What the fork is a Merkle Tree?

5 min readNov 12, 2022

NFT whitelists, allowlists and private sales have become essential tools right now to launch and manage the minting for your NFT projects. It’s also is a way to reward your community’s initial supporters & active users, while being an effective instrument to prevent fraud. We recently ran into an issue of trying to store the whitelist on chain which we found to be quite gas-expensive (case in point 120 WL eth addresses = 0.89 GoerliETH 😱) so instead of storing all users’ data on-chain, we can perhaps try to generate a Merkle tree from the users’ data and use that method instead. From that tree, we can extract and store only the tree’s root (32 bytes) on-chain and perhaps derive the individual leaf nodes to verify authenticity with the whitelisted users. Hopefully it will save a ton of gas fees!

Hashing

Hashing functions are mathematical algorithms that take inputs and provide unique outputs. Hashing is the process of transforming any given key or a string of characters into another value. This is usually represented by a shorter, fixed-length value or key that represents and makes it easier to find or employ the original string. The most popular use for hashing is the implementation of hash tables.

Some of the most common hashing functions are MD5, SHA-3, and SHA-256 — the last of which is used by Bitcoin.

Hash — The Puzzle of Bitcoin (What exactly are the Miner’s mining?)

Bitcoin mining is a key part of the security of the Bitcoin system. The idea is that Bitcoin miners group a bunch of Bitcoin transactions into a block, then repeatedly perform a cryptographic operation called hashing zillions of times until someone finds a special extremely rare hash value. At this point, the block has been mined and becomes part of the Bitcoin block chain. The hashing task itself doesn’t accomplish anything useful in itself, but because finding a successful block is so difficult, it ensures that no individual has the resources to take over the Bitcoin system. For more details on mining, see my Bitcoin mining article.

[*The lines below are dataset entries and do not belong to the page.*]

PR #3272, opened 2026-08-14
feat: proxy security reports through omni

Slessi:
Proxy all security report downloads through Omni rather than sending user directly to factory. This allows Omni to handle the factory auth, backed by user's own credentials. Created a new image factory gRPC path for this.

Reorganised code a bit:
- Moved frontend report utility functions to `frontend/src/views/ClusterSecurity/util`
- Moved backend factory artifact functions to `internal/backend/imagefactory/artifacts`

The SBOM/VEX downloads have been moved into the modal, which allows them to be accessed for running clusters as well, not just the installation media wizard.

image

Related #3166


Unix4ever:
I think we could just use the normal gRPC API and put the reports as the blob into `bytes` field in the message there, then we wouldn't have to add an extra middleware for the plain HTTP requests. Then bytes can be added as base64 to a link for a fake download.
Or it's going to be hard to write the frontend that way?

Slessi:
@Unix4ever True I could do that... I just reached straight for HTTP but it didn't cross my mind. Could make like a `factory.proto` or something? And make it work like how downloading support bundles work. I'll take a look at that

Slessi:
@Unix4ever Moved everything to gRPC - should be good now

frontend/src/pages/(authenticated)/machines/installation-media/create/confirmation.mocks.ts
```diff
@@ -152,15 +156,12 @@ export const handlers = (enterprise = true) => [
       downloads,
     })
   }),
-  http.get<{ version: string }>(
-    '/api/vulns/:schematicId/:talosVersion/:arch/report.json',
+  http.post<never, VulnerabilityReportRequest, VulnerabilityReportResponse>(
```
Unix4ever, line 159: As we use gRPC now there should be a generated method for it. Why not use that one?

frontend/src/views/ClusterSecurity/ClusterSecurity.stories.ts
```diff
@@ -158,20 +162,26 @@ const talosVersionsHandler = http.post<never, ListRequest, ListResponse>(
...
 )
 
 // Resolves a vulnerability report for any (schematic, version, arch) the page asks for.
-const scanHandler = http.get('/api/vulns/:schematic/:version/:arch/report.json', ({ params }) => {
-  return HttpResponse.json({
-    status: 'done',
-    report: { matches: matchesForVersion(params.version as string) },
-  })
-})
+const scanHandler = http.post<never, VulnerabilityReportRequest, VulnerabilityReportResponse>(
```
Unix4ever, line 173: And same here

frontend/src/pages/(authenticated)/machines/installation-media/create/confirmation.mocks.ts
Slessi: this and the other comment are storybook mocks, code uses the `ImageFactoryService.VulnerabilityReport` in the actual runtime code

Unix4ever (approved):

PR #3275, opened 2026-08-14
test: run talemu suite in both chrome and firefox

Slessi:
Run the `e2e-talemu` suite twice, once in chrome and once in Firefox.

As part of this change, changed the CI host from `my-instance.omni.localhost` to `omni.ci.test` as Firefox (like Chrome) has special handling of `*.localhost` addresses which binds to its own loopback, rather than the host's loopback, which breaks address resolution for them both. Chrome was working OK due to a slightly different implementation and a special `chromiumArgs` helper, but Firefox wouldn't load any pages at all.

Instead of adding more workaround code, just changed the host and dropped the custom chromium code.


utkuozdemir:
Good that you changed the domain name, I didn't like `*.localhost`. This is better for workload proxy. Just make sure that workload proxy tests are not broken - I'm adding the label.

utkuozdemir (approved):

A cryptographic hash function takes a block of input data and creates a smaller, unpredictable output. The hash function is designed so there’s no “short cut” to get the desired output — you just have to keep hashing blocks until you find one by brute force that works. For Bitcoin, the hash function is a function called SHA-256. To provide additional security, Bitcoin applies the SHA-256 function twice, a process known as double-SHA-256.

In Bitcoin, a successful hash is one that starts with enough zeros.[1] Just as it is rare to find a phone number or license plate ending in multiple zeros, it is rare to find a hash starting with multiple zeros. But Bitcoin is exponentially harder. Currently, a successful hash must start with approximately 17 zeros, so only one out of 1.4x1020 hashes will be successful. In other words, finding a successful hash is harder than finding a particular grain of sand out of all the grains of sand on Earth.

The following diagram shows a block in the Bitcoin blockchain along with its hash. The yellow bytes are hashed to generate the block hash. In this case, the resulting hash starts with enough zeros so mining was successful. However, the hash will almost always be unsuccessful. In that case, the miner changes the nonce value or other block contents and tries again.

What are Merkle Trees?

The first concept of a hash tree is named after Ralph Merkle, who patented it in 1979. He’s one of the inventors of public-key cryptography and the inventor of cryptographic hashing. He proposed the hash tree or merkle tree in his Master’s thesis entitled: SECRECY, AUTHENTICATION, AND PUBLIC KEY SYSTEMS.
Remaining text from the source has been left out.